[Saved entries]
*** Begin section ***
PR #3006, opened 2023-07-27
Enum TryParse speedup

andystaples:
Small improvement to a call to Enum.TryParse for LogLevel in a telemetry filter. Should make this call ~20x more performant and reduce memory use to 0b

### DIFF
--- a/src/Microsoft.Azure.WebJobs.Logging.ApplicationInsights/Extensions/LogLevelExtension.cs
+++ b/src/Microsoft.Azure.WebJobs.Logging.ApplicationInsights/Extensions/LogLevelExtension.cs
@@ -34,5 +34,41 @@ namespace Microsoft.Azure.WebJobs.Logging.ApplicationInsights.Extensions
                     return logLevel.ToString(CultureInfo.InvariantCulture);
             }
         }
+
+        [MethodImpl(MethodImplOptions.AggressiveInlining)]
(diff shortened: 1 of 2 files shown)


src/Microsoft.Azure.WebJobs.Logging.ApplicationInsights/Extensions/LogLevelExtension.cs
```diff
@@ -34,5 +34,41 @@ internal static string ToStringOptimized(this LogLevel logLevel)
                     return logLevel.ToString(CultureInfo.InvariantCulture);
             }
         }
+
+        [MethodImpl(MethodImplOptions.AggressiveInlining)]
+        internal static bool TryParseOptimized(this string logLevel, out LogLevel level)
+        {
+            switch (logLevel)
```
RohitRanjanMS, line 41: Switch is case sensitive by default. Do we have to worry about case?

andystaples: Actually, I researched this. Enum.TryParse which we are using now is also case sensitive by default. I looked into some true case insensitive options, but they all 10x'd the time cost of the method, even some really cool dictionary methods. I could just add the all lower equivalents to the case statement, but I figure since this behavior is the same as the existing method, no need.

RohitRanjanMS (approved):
*** End section ***
• What you need to do: Return all the data exactly as given.

• Solved problem:
PR #3006, opened 2023-07-27
Enum TryParse speedup

andystaples:
Small improvement to a call to Enum.TryParse for LogLevel in a telemetry filter. Should make this call ~20x more performant and reduce memory use to 0b

### DIFF
--- a/src/Microsoft.Azure.WebJobs.Logging.ApplicationInsights/Extensions/LogLevelExtension.cs
+++ b/src/Microsoft.Azure.WebJobs.Logging.ApplicationInsights/Extensions/LogLevelExtension.cs
@@ -34,5 +34,41 @@ namespace Microsoft.Azure.WebJobs.Logging.ApplicationInsights.Extensions
                     return logLevel.ToString(CultureInfo.InvariantCulture);
             }
         }
+
+        [MethodImpl(MethodImplOptions.AggressiveInlining)]
(diff shortened: 1 of 2 files shown)


src/Microsoft.Azure.WebJobs.Logging.ApplicationInsights/Extensions/LogLevelExtension.cs
```diff
@@ -34,5 +34,41 @@ internal static string ToStringOptimized(this LogLevel logLevel)
                     return logLevel.ToString(CultureInfo.InvariantCulture);
             }
         }
+
+        [MethodImpl(MethodImplOptions.AggressiveInlining)]
+        internal static bool TryParseOptimized(this string logLevel, out LogLevel level)
+        {
+            switch (logLevel)
```
RohitRanjanMS, line 41: Switch is case sensitive by default. Do we have to worry about case?

andystaples: Actually, I researched this. Enum.TryParse which we are using now is also case sensitive by default. I looked into some true case insensitive options, but they all 10x'd the time cost of the method, even some really cool dictionary methods. I could just add the all lower equivalents to the case statement, but I figure since this behavior is the same as the existing method, no need.

RohitRanjanMS (approved):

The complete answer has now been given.